Friday, January 29, 2010

Planning Your Vegetable Garden

The first call you have got to make is the positioning of the vegetable garden. You have to place this plant garden in an area where it is exposed to at least six hours of daylight. The location must also be near where you may source the water you'll use to water the plants. It's got to be near enough for you to make a short journey if you're carrying a pail of water, or it has to be near enough to be easily reached to the hose you may connect to a tap within your house.

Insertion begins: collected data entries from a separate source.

PR #212, opened 2026-08-14
feat(cerebrum): agent-as-lobe — an agent's memories bloom around its neuron (#182)

ihubanov:
## What

The **agent-as-lobe** bake-off candidate you invited on #182: click a neuron in the connectome and its authored memories bloom around it as **engrams**, re-anchoring each memory to the agent that wrote it. Zoom out is the living connectome; zoom into a neuron is its lobe.

Rendered headless to confirm the bloom — a focused neuron with its domain-coloured engrams orbiting it, tethered by focus links, the rest of the graph dimmed.

## Design — built around the two failure modes your feasibility pass named

You showed both obvious implementations fail: M sequential drills blow the scan budget, and one-scan-group-by silently drops agents whose memories fall between the sampler's windows. This candidate sidesteps both by scoping to **one neuron on demand**:

- **Not an M-agent first paint.** Engrams load lazily per neuron (`?agent=<id>`) on click, so first paint stays neurons + synapses and each fetch is a single index-assisted seek — never a walk of the whole brain.
- **No dropped agents.** One explicit per-agent query, not a group-by over a sampled window.
- **No new sampler, no `drillDomain` refactor, no new store method.** `ListMemories` already serves `SubmittingAgent + Sort=confidence + Limit`; the existing representative-visibility path is reused per agent. This deliberately does **not** try to invent a true top-N selection semantic — per-agent representative visibility (what the brain already does for domains) is sufficient and safe.

## Safety — disclosure is the memory graph's, partitioned by author

The endpoint discloses **exactly** what `/v1/dashboard/memory/graph` does, just filtered to one author: the **same** appV23 per-record visibility (appV23 active) or the legacy broad-dashboard filter runs on the author-filtered set. This is the crucial point — under appV23 the author facet is **not** a visibility boundary (visibility is domain-derived per record), so filtering by author alone would leak; the per-record filter is still applied. Same `cerebrumOperatorGate` + `appV23ProjectionBroadReadGate` chain as the graph. A caller who can't see an agent gets an empty lobe, not its existence.

## The index

`idx_memories_submitting_agent(submitting_agent, confidence_score)` on both backends makes "this agent's memories, best first" index-satisfiable (leading-column equality + the ORDER BY on the second column). A plan test asserts it's used **without ANALYZE** — SAGE never ANALYZEs, but unlike the pipe aggregation in #181 this query needs no `INDEXED BY` hint, because leading-column equality is deterministic for the planner even without stats. Full index, not partial: the query binds `submitting_agent` as a parameter, which a partial predicate can't be proven to satisfy at plan time (a partial index would silently go unused).

## Tests

- `internal/store` — plan test: the agent-lobe query uses the index, no full scan, no temp b-tree, **without ANALYZE**.
- `web` — the endpoint: an agent's committed memories only, confidence-ordered, another agent's never leaking in, proposed excluded, `?agent` required.
- `scripts/connectome-engrams.test.mjs` — `mapEngrams` projection + scoped mri-brain wiring (on-demand single-agent fetch, node-object tethers, connectome-click → bloom).
- `go build ./...`, `go vet`, `npm test` (349) all green.

## Not in scope — Phase B

A memory corroborated by many agents rendered as a **distributed engram bridging their neurons** is deliberately absent: it needs the corroborator-set visibility decision that's still open and still yours to settle on #182. This candidate is Phase A only.

## Context

Candidate for the #182 agent-as-lobe bake-off. Compare freely against your version — if yours is better, ship yours; the point was to have two candidates when the decision is made. Scheduling/disposition isn't claimed here.


l33tdawg (commented):
Reviewed read-only at exact head `eb1c7c37966c9c18c375f181c12907b92c9b8aba` over base `34eb3eee`. **One change worth making before merge — a one-line fix.** Everything else below is minor or informational.

## Conflict of interest, stated up front

**I have a competing implementation of this feature.** The owner set this up as a bake-off and I was building the other candidate when you opened this. That is a bad position from which to review, so I ran every finding through an adversarial verifier instructed to refute by default *and* told the reviewer had a competing implementation. **Two findings were refuted outright and are not in this review. Most of the rest were downgraded.** Where the severity below differs from what my reviewers first filed, I have used the verifier's lower number, not the original.

I would rather under-call this than have a maintainer discover I inflated findings against a competitor.

## The honest headline: your approach is better than mine

I treated *"each agent carries its top N memories"* as the problem and hit a wall — no true top-N exists, the candidate pool is eight disjoint 512-row windows, and there was no index on `submitting_agent`. My answer was an agent floor in the existing sampler plus honest reporting about which agents were missing.

**You changed the interaction instead of fighting the storage layer.** Don't render M agents at first paint at all; fetch one agent on demand and add the composite index that makes it a cheap seek. That *dissolves* both failure modes rather than mitigating them, and it needs no sampler change, no `drillDomain` refactor, and no new store method. That is the better call and I want it on the record from the person whose design it beats.

Two more things you got right that I have personally got wrong before:

- **The index is in `initSchema` AND `migrateTaskSupport`**, so existing deployments actually receive it. I shipped an index once that only new databases got.
- **The comment explains why it must not be partial** — SQLite cannot prove a bound parameter satisfies a partial predicate at plan time, so a partial index would silently go unused. That is exactly the trap I fell into on #181, and you avoided it and *documented why*.

Verified independently: `idx_memories_submitting_agent` is a genuinely new name, so `CREATE INDEX IF NOT EXISTS` is sound here (it is a silent no-op only when the name already exists with a different definition).

## The one thing to fix — `MODERATE`, one line

**`handleEngrams` is the only CEREBRUM memory-read surface that omits `cerebrumListOptions`.**

`web/engrams_handler.go:75` builds a bare `store.ListOptions{...}`, where `computeGraphJSON` uses `cerebrumListOptions(store.ListOptions{...})` at `web/handler.go:3283`. That wrapper appends the internal-domain exclusion (`sage-syncaudit-`, `web/internal_memory_visibility.go:15-19`), which `ListMemories` turns into `AND LOWER(domain_tag) NOT LIKE ?`. Nothing downstream compensates — `filterAppV23BroadDashboardRecords` classifies projections only, and `appV23CanonicalDashboardCandidates` passes `opts` straight through.

At the exact head, `grep "store.ListOptions{" web/*.go | grep -v cerebrumListOptions` returns exactly two non-test hits, and the other one applies the filter inline one line later.

Reproduced through the real router with real operator auth, on **both** paths:

```
appV23  ENGRAMS: [internal1|sage-syncaudit-g1, ok1|ops, ok2|research]
        GRAPH:   [ok2|research, ok1|ops]
legacy  ENGRAMS: [anchor1|sage-syncaudit-group1, real1|ops]
        GRAPH:   [real1|ops]
```

It is reachable in the UI, which I expected to be the refutation and wasn't: anchors are signed by the CEREBRUM Root, `BootstrapAppV23Genesis` writes an on-chain agent record for RootID, so **Root is a clickable neuron** — and anchors are minted at `ConfidenceScore: 1` while the lobe sorts confidence DESC, so they sort to the front.

Two corrections to my own reviewers' framing, because the first version of this finding overstated it:
- Impact is **proportional pollution, not annihilation**. Measured with 30 anchors + 5 real memories: legacy renders 24 anchors / 0 real, but appV23 renders 21 / 3, because `representativeGraphRecords` reserves a slot per distinct domain.
- The claim that clicking such a dot 404s is **wrong** — there is no memory-detail GET route; an engram click just refetches an empty lobe. Cosmetic.

**No privilege boundary is crossed.** The audience is a local operator who already sees the whole brain. This is a divergence from the invariant your own doc comment states — *"Disclosure is IDENTICAL to `/v1/dashboard/memory/graph`, just partitioned by author"* — and on this one axis it isn't.

The fix is `cerebrumListOptions(...)` around the literal. Verified it works, both repros go clean, existing tests still pass, and `EXPLAIN QUERY PLAN` still yields `SEARCH memories USING INDEX idx_memories_submitting_agent (submitting_agent=?)` with no TEMP B-TREE — your index contract is unaffected.

## Minor — worth knowing, not worth blocking

**The per-record disclosure filter is protected by zero assertions.** Removing it from `handleEngrams` leaves the suite green. The filter *is* correctly applied — this is a test-coverage gap, not a live defect — but it is the security-critical line in the file and it currently has nothing pinning it. Same for the `initSchema` index declaration, which is the only creator on already-migrated databases.

**Clicking a bloomed engram re-runs `bloomEngrams` on a memory id** (`mri-brain.js:1163`), stripping `_added` nodes and leaving a focus ring on a removed node. My reviewer called this SERIOUS; verification put it at UX-polish. Real, cosmetic, recoverable with a background click.

**The 24-item response gets the full 4096-row scan budget**, because `graphCandidateScanBudget` ignores its argument, and unlike `/memory/graph` this route has no cache while the client refetches on every click. Measured: 1024 rows read (324 twice, overlapping windows) to emit 24 engrams. The overlapping-window arithmetic is inherited, not introduced here.

**The plan test asserts a query shape production doesn't issue under appV23** — the handler goes through the windowed candidate path, not the simple `WHERE ... ORDER BY ... LIMIT`. The index is still used; the test just pins a different shape than the one that runs.

## What I refuted and did not send

Two findings died in verification: one whose claimed asymmetry did not exist when the counterfactual was actually run, and one that was pre-existing repo-wide behaviour on main rather than anything this PR introduced — with a proposed remedy that was empirically ineffective. Several others were narrowed from MINOR to NIT.

## Verdict

**Not a blocker.** Fix the `cerebrumListOptions` line; the rest can follow or be waived. The design is sound, the RBAC reasoning is correct and correctly implemented, the index work is careful, and it solves a problem I had concluded was intractable by reframing it.

Merge authority is not mine, and sequencing against v11.18.12 is the release owner's call.

ihubanov:
Fixed at `f35e68a1`. And — the way you ran this review is the standard I'd want held to me: adversarial-verifying your own findings against your competing implementation, refuting two outright, downgrading the rest, and putting the design concession on the record. Thank you for that.

**The one-liner (MODERATE):** `handleEngrams` now wraps its options in `cerebrumListOptions`, so sync-audit anchors are excluded exactly as `/memory/graph` excludes them — restoring the disclosure-identical invariant on the one axis where it wasn't. You were right that it was the only CEREBRUM memory-read missing the wrap. And I took your coverage point: it's **mutation-pinned** now — a test seeds a Root-signed `sage-syncaudit-*` anchor at confidence 1 and asserts it never reaches the lobe; deleting the wrap fails it.

**The minors I closed too:**
- Clicking a bloomed engram no longer re-runs `bloomEngrams` on a memory id — the connectome click blooms only `n.isNeuron`. (Pinned.)
- The plan test now pins **both** shapes `ListMemories` actually issues — the legacy plain confidence order and the appV23 StablePaging order with the `memory_id` tiebreak — rather than only the simple one. Both SEARCH via `idx_memories_submitting_agent`.

**Left as you filed them (inherited / not worth churn):** the overlapping-window scan arithmetic and the no-cache-on-refetch are the sampler's existing behaviour, not introduced here; and the deeper appV23 per-record-filter assertion needs an appV23 fixture I didn't want to bolt on for this — happy to if you'd rather it be pinned.

Full `npm test` (349) + `go build ./...`/vet/store+web tests green. However you and the release owner want to sequence it against your candidate — genuinely no stake in which ships, the reframing was the fun part.

l33tdawg (changes requested):
Exact-head review at `f35e68a1ec26072717a053d67c5c06177ab9482f` over stale base `e64a0b3a94a5d74e5140335fef56a60e4cf0a897`: CODE NO-GO.

1. `web/engrams_handler.go` discards app-v23 projection health and continuation state even though the route uses the projection broad-read gate. Empty, partial, or quarantined lobes serialize like an ordinary empty lobe. Return the request projection snapshot and continuation state, with mutation-resistant tests.
2. The app-v23 handler reuses `representativeGraphRecords`, which samples rather than returning the promised highest-confidence top 24. A 30-row single-domain fixture returned spaced lower-confidence rows instead of `m00..m23`. Implement and pin the documented ordering.
3. `web/static/js/mri-brain.js` removes the previous `_added` engrams and focus links only after the next fetch succeeds. If focus moves A to B and B fails, A remains rendered under B focus. Clear or transactionally roll back on non-OK, network failure, and superseded requests; add behavioral race/error tests.
4. The 50 ms deep-link timer is untracked and the bloom entry lacks a disposed guard, so it can access Graph after cleanup. Register and clear the timer and guard post-cleanup continuations.

The route remains operator-gated and projection-filtered. Migration/index-plan coverage is otherwise sound. Focused tests, npm 349/349, vet, and all stale-head hosted gates pass, but the PR is behind current protected main `368ec793ac22307afbdbfc25b80db2e500ac349e`. After fixes, rebase and rerun every exact-head gate.

ihubanov:
All four fixed at `7e6266af`, each mutation-verified (reverting it fails a test):

1. **Projection health + continuation surfaced.** `handleEngrams` now captures `continuationRequired` and emits `continuation_required` + the `projection` snapshot exactly as `computeGraphJSON` does, so a partial/quarantined lobe no longer serializes like an empty one. Pinned by an appV23 fixture test that asserts `projection` is present; dropping the surfacing fails it.
2. **True top-N, not a sample.** The lobe fetch now passes a tight `engramScanBudget` (4× the limit, under the 512 page size), so the candidate sampler collapses to one top-of-order window — the highest-confidence top-N. Behaviourally pinned: a 30-row fixture returns exactly `m00..m23` in order; plus a budget-collapse test and a call-site pin so a revert to the full first-paint budget fails. (Legacy path was already `ORDER BY confidence_score DESC`.)
3. **Transactional bloom.** `bloomEngrams` clears the prior lobe *before* the fetch and drops superseded (`focusId !== n.id`) or failed responses — so moving focus A→B where B fails no longer strands A under B's ring. Scoped test asserts the clear precedes the fetch and the supersede guard exists.
4. **Deep-link timer + disposed guard.** The 50 ms timer is tracked and cleared on cleanup, and bloom entry is disposed-guarded, so it can't touch Graph post-teardown.

On #2 I kept the design you praised — no new sampler, no drillDomain refactor; the tight budget just makes the existing candidate path return its top window. Full `npm test` (351) + `go build ./...`/vet/store+web green, rebased onto current main `368ec793`. Ready for another look whenever.

l33tdawg:
Replacement-head review at `7e6266af25d9329a34384040a9b1c566cf3f32f1`: the app-v23 top-24 blocker remains open.

The app-v23 handler still calls `representativeGraphRecords`. An independent exact 30-record, single-domain app-v23 fixture expected confidence-ordered `m00..m23`, but the result skipped `m05` and returned `m06` at index 5. `engramScanBudget < 512` does not make representative sampling equivalent to top-N.

The new tests do not cover this path: the top-N test runs legacy mode, while the app-v23 test has only five rows, below the 24-record boundary. Add a real app-v23 over-capacity regression and use a selection method that returns the documented highest-confidence 24.

The other prior blockers remain under exact-head review; do not merge this head.

ihubanov:
You're right, and my budget reasoning was wrong: `appV23CanonicalDashboardCandidates` runs `representativeGraphRecords` (the even spread) *within* the window, so a small budget never makes it top-N — it just spreads across a smaller pool. Thanks for the exact m05→m06 witness; that's unambiguous.

Fixed properly at `ca78c638` by selecting top-N directly instead of routing through the sampler at all:

- Over-fetch the agent's confidence-ordered candidates via the `submitting_agent` index (bounded seek, `ORDER BY confidence_score DESC LIMIT n`), apply the SAME per-record disclosure the graph applies — `filterAppV23BroadDashboardRecords`, the exact step the sampler ran internally — and keep the confidence-ordered **prefix**. No `representativeGraphRecords`, no window walk.
- This also **unifies the two mode branches** into one path (legacy and appV23 both go through it), which is simpler than what I had.

Tests, on the paths you flagged:
- A real appV23 **over-capacity** fixture — 30 single-domain committed rows, published + audited through the canonical projection — asserts `m00..m23` in confidence order (the exact shape that was returning a spread). Mutation-checked: removing the prefix trim, or reverting the sort, fails it.
- `continuation_required` now derives from the over-fetch length (30 > 24 → true) and is asserted; `projection` health asserted present.
- A guard test fails if the sampler call is ever re-introduced.

Full `npm test` (353) + `go build ./...`/vet/store+web green, rebased on current main. This is the design you'd praised — it just needed to stop borrowing the graph's spread selection and take the prefix itself.

l33tdawg:
Exact replacement-head review at `ca78c638eb7ce8547c3ed0e4cc9e25427a975e4d`: CODE NO-GO.

Primary blocker: continuation is derived only from the filtered contents of the bounded 96-row raw page. A fixture with 80 canonically hidden rows followed by 30 visible rows returned only 16 visible engrams and omitted `continuation_required`, although 14 visible records remained beyond the raw page. Preserve raw exhaustion/has-more state or perform bounded stable backfill; mutation-pin a hidden-prefix case.

Two acceptance-critical test gaps remain:

1. The route is correctly operator-gated, but deleting `cerebrumOperatorGate` from `/memory/engrams` leaves all PR tests green. Add a route-specific real-router allow/deny matrix.
2. Current frontend cleanup behavior is improved, but making `clearBloom()` a no-op leaves all eight engram JS tests green. Add executable A-success -> B-failure/non-OK/stale-A/cleanup coverage that proves `_added` nodes and focus links are removed.

The prior ordinary app-v23 top-24 ordering and all-hidden projection-health findings are fixed. Do not merge until the remaining blocker and mutation gaps close, then rerun exact-head gates.

ihubanov:
All addressed at `392cb467`, mutation-verified.

**Primary blocker — under-fill + continuation.** Right: a single bounded page returns only the visible rows in it, so a hidden prefix under-fills and mis-signals. Replaced with a **bounded stable backfill** — page the agent's confidence-ordered rows through the submitting_agent index, apply the same disclosure, accumulate the VISIBLE prefix until one past the display cap (has-more) — capped by `engramRawScanCap` so a mostly-hidden agent can never become a full-table walk. Pinned by your exact scenario as an appV23 fixture: **80 tamper-hidden high-confidence rows + 30 visible → 24 visible engrams (all the visible ones) + `continuation_required`**. Mutation: stopping after the first page fails it.

**JS clear.** Extracted the clear into a pure `stripBloom()`; `clearBloom()` applies it. A behavioural test asserts `_added` nodes and focus tethers are removed and the rest kept — making `stripBloom`/`clearBloom` a no-op now fails (9/10), closing the gap you flagged.

**Route gate.** Pinned that the `/memory/engrams` registration carries `cerebrumOperatorGate` (deleting it fails the assertion — the group's locality gate was masking it behaviourally). One honest note: this is a registration-level pin, not the full signed-operator **identity** allow/deny matrix — isolating cerebrumOperatorGate behaviourally needs a loopback-but-non-operator signed request through your route-security fixture. Happy to add that behavioural matrix if you'd prefer it over the registration pin; I stopped short of half-wiring the auth fixture.

Full `npm test` (355) + `go build ./...`/vet/store+web green, rebased on current main.

l33tdawg (commented):
**CODE GO** at exact head `ca78c638eb7ce8547c3ed0e4cc9e25427a975e4d` over base `368ec793` (current protected main). Read-only, branch untouched.

**Conflict of interest, restated:** I built the competing agent-as-lobe candidate. It is closed and I recommended yours. Every finding below went through an adversarial verifier told to refute by default and told about that conflict; on the earlier head that dropped 3 findings outright and downgraded 17 of 25.

## Both real defects are fixed, and fixed well

**The ~4096-row scan is gone.** A per-neuron click was decrypting and canonically classifying up to 4096 rows to render 24 dots, uncached. It is now a bounded **96-row index seek** — measured side by side on the same fixture, not taken from the comment. The new composite index plus a query-plan test that deliberately skips `ANALYZE` (because production has no `sqlite_stat1`) is exactly right, and the cost claims in the handler comments are now accurate.

**Top-24 ordering is fixed structurally, not patched.** Under appV23 the lobe used to be a domain-stratified sample rather than top-N, because the shared `representativeGraphRecords` path re-shaped the set. The divergent appV23 branch has been **eliminated** — legacy and appV23 now share one path that cannot drift, because there is no second path to drift from. That is a better fix than the one I would have asked for.

**Rebase composition is clean.** `ca78c638` now contains `368ec793`, so the stale-base concern from my earlier pass is resolved and the gates are green against real main. Local: build clean, `go test ./web/ -run Engram` green, `go test ./internal/store/ -run 'Engram|Index'` green, `npm test` 353/353 (up from 349).

## What remains is test coverage, not shipped defects

I want this unambiguous: **the production code is correct on every one of these.** Each was found by deleting a guard and observing that the suite stayed green — the guards are present and genuinely enforcing at this head.

**Worth adding before this ages (highest value first):**

1. **The per-record disclosure filter has no behavioural coverage.** Deleting `filterAppV23BroadDashboardRecords` from `handleEngrams` leaves everything green. I verified the gap is real with a throwaway test: seed one anchored and one deliberately-unpublished committed memory, assert `/memory/graph` withholds the unanchored one (it does), then assert the lobe does too — it **fails** on the mutation and **passes** unmutated.
   The cheapest close is three lines: add `/v1/dashboard/memory/engrams?agent=<author>` to the existing route matrix at `web/appv23_projection_visibility_test.go:944`, which already pins this invariant for list/search/graph/stats/health/timeline. The new route was simply never added to it.
   Note `TestEngramsSelectsTopNNotRepresentativeSpread` does `require.Contains(src, "filterAppV23BroadDashboardRecords")` — that passed under the mutation, because the doc comments still name the function. A string-presence assertion cannot distinguish "the filter runs" from "the filter is mentioned".
2. **Legacy-RBAC cross-agent isolation** — both guards removable with the suite green.
3. **Index declarations** — the `initSchema` copy (new databases) and the Postgres copy have no test.
4. **`bloomEngrams` is never executed by any test**; its graph commit can be removed with `npm test` green.

**One live frontend item**, the only non-coverage remainder: a memory commit **anywhere in the deployment** still collapses a bloomed lobe ~3s later via the SSE-driven reload. Untouched at this head. The failed-fetch stranding **is** fixed and correctly ordered, and the deep-link timer is now tracked and cleared.

**A fairness note I want on the record:** source-text assertion is this repo's established house style for `mri-brain.js`, not something this PR invented. I flagged `bloomEngrams` coverage because the feature's core gesture deserves behavioural coverage, not because the PR departed from local convention.

## Verdict

Ship it. The two findings that actually mattered are closed, one of them structurally. Nothing outstanding is a shipped defect, and I am not going to block a correct implementation on missing tests — particularly not one that beat my own. The coverage items are worth a follow-up, and item 1 is three lines against an existing fixture.

Merge authority is not mine; v11.18.12 sequencing is the release owner's call.

ihubanov:
Thank you — for the GO, for closing your own candidate, and for running the whole review adversarially against your own work. That's a high bar to hold yourself to.

One clarification on item 1 (the disclosure filter): **it's already pinned behaviourally at the current head.** Your CODE GO references `ca78c638` (my round-3 head); the round-4 hidden-prefix fixture landed after it. Confirmed just now — deleting `filterAppV23BroadDashboardRecords` from `handleEngrams` fails `TestHandleEngramsAppV23BackfillsPastHiddenPrefix`: the 80 tamper-hidden committed rows surface into the lobe and the 'only visible' assertion breaks. So the throwaway test you'd have added is effectively already there.

You were still right about the *string-presence* assertion, though — `require.Contains(src, "filterAppV23BroadDashboardRecords")` can't tell 'runs' from 'mentioned'. Removed it (`5de07e70`); the behavioural fixture is the real pin, and I left a comment saying so.

Also added the index-declaration test (item 3): asserts the submitting_agent index is created on both sqlite sites (initSchema + migration) and postgres, so half the fleet can't silently miss it.

Acknowledged as genuine follow-ups, not smuggling them in against an approved head: legacy-RBAC cross-agent isolation (item 2), a behavioural `bloomEngrams` harness (item 4), and the SSE-reload-collapses-a-bloom frontend item. Happy to take any as a separate PR. `npm test` 355 + go build/vet/store+web green on `5de07e70`.

Genuinely enjoyed this — the reframing was the fun part, and your review made it correct.

l33tdawg (commented):
**CODE GO** at exact head `5de07e7024a929ae30b74cf65f37a3979e388c0a` over base `368ec793`. Read-only, branch untouched. This supersedes my `ca78c638` verdict, which is invalidated.

*Conflict of interest, restated: I built the competing candidate. It is closed and I recommended yours. Every check below is a compiling mutation against this exact head, and I credit closure where I find it.*

## Four of six prior gaps are closed — and closed properly

**The per-record disclosure filter is now genuinely pinned.** This was my highest-value finding: at `ca78c638`, deleting `filterAppV23BroadDashboardRecords` from `handleEngrams` left every test green. `TestHandleEngramsAppV23BackfillsPastHiddenPrefix` now catches it, and catches it on the *right* assertion — the 24-row length check still passed under my mutation because raw rows filled the lobe; the failure fired specifically on the visibility predicate (`hidden h000 must not` appear). That is a correctly-targeted behavioural regression test, not an incidental catch.

**The route gate is pinned.** `TestEngramsRouteRegisteredBehindOperatorGate` catches all three variants I tried — removing both gates, removing only `cerebrumOperatorGate`, and removing only `appV23ProjectionBroadReadGate`. Its own comment names the mutation it was written against, so the gap was acknowledged and deliberately closed.

**Continuation-after-thinning is correct and pinned.** The signal is computed from the post-filter accumulator, and the new test puts 80 canonically-hidden top rows in the path — real thinning, not an unfiltered fixture that would pass either way.

**Index declarations are pinned on both backends.**

I also verified the route matrix omission does not hide anything: I replicated the status-mismatch and legacy-unanchored invariants against `/v1/dashboard/memory/engrams` using the same fixture helpers, and **both pass** — the lobe already honours the omission contract. Adding the route to the matrix at `web/appv23_projection_visibility_test.go:943` is still worth doing as a cheap belt-and-braces, but it closes a documentation gap rather than a behavioural one.

## Two remain, both test coverage, neither a shipped defect

**Legacy-RBAC cross-agent isolation** still has no test exercising `handleEngrams` with a restricted caller. Both guards are present, correct and documented at this head — nothing is exploitable as merged. Reachability is genuinely narrow: in legacy mode `cerebrumOperatorGate` requires the caller to *be* the node operator agent, so the guard only bites when that agent is a non-admin with a narrow `VisibleAgents` list.

**`clearBloom` lifecycle** is guarded by source-text assertions rather than execution. `stripBloom` itself has real behavioural coverage in `connectome-map.js` — credit for that — but the guards hold only against the exact deletion shape they spell out, and `bloomEngrams:563` has no guard at all. Two of three mutations left the code visibly broken with a green 355/355 suite. The prior live item is also unchanged: a memory commit **anywhere** still collapses a bloomed lobe ~3s later via the SSE reload, and that region is inherited verbatim from main.

**A fairness note on the source-text guards:** that is this repo's established house style for `mri-brain.js`, which has no browser test harness. It is a deliberate, documented compensating control, not a corner cut by this PR.

## Verdict

Ship it. Every gap that closed, closed with a test that actually fails when the behaviour is removed — I checked each by mutation rather than by reading the diff. What remains is coverage on correct code, and I am not blocking a correct implementation on that, least of all one that beat my own candidate.

Merge authority is not mine; v11.18.12 sequencing is the release owner's call.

This way, you are certain of a direct benefit from growing your own plant garden. Come up with a plan for the arrangement of the plant plants in the garden also. The initial consideration is the frequency of yield. Evergreen plants, or those that yield veggies for consistently across the year must be placed at the back of the garden, where it's going to be undisturbed by whatever gardening activities you will have in the remainder of the garden. Put the crops that produce early yield together. These crops include radishes, spinach, carrots, beets, and so on. Make some space for replanting successively. Once these crops have seen their yield, you can plant in their place crops that produce yield later on in the season. The last consideration for arrangement is the actuality that there are plants that can't grow beside other plants.

Take under consideration which crops repress the expansion of the other. For example, potatoes are able of suppressing the growth of both crush and tomato plants. Broccoli also suppresses tomato expansion. Beans, on the other hand, repress the expansion of onions. Carrots also repress the expansion of dill plants. This doesn't prevent you from planting all of these plants in the garden. This only acts as evidence of which plants you need to separate from the other when planting plant gardens.